• [Dataset extract]
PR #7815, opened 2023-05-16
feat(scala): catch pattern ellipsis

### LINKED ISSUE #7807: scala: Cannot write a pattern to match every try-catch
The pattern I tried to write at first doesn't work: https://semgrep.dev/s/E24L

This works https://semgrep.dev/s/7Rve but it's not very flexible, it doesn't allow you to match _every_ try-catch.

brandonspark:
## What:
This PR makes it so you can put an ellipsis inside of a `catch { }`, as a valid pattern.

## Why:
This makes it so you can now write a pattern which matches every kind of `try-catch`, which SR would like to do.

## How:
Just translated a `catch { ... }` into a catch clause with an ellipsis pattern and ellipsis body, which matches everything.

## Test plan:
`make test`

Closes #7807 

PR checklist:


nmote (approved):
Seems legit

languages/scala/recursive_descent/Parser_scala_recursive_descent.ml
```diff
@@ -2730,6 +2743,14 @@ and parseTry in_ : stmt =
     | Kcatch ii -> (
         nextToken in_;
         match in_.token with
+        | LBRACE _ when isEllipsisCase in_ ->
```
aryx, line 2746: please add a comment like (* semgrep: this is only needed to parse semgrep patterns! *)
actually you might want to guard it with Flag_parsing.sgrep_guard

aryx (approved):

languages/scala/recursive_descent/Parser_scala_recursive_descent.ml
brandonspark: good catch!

• [What you should do] Nothing but the lines from the beginning of the records through the line with "Closes #7807" should appear, each printed exactly.

• [Task solution]
PR #7815, opened 2023-05-16
feat(scala): catch pattern ellipsis

### LINKED ISSUE #7807: scala: Cannot write a pattern to match every try-catch
The pattern I tried to write at first doesn't work: https://semgrep.dev/s/E24L

This works https://semgrep.dev/s/7Rve but it's not very flexible, it doesn't allow you to match _every_ try-catch.

brandonspark:
## What:
This PR makes it so you can put an ellipsis inside of a `catch { }`, as a valid pattern.

## Why:
This makes it so you can now write a pattern which matches every kind of `try-catch`, which SR would like to do.

## How:
Just translated a `catch { ... }` into a catch clause with an ellipsis pattern and ellipsis body, which matches everything.

## Test plan:
`make test`

Closes #7807 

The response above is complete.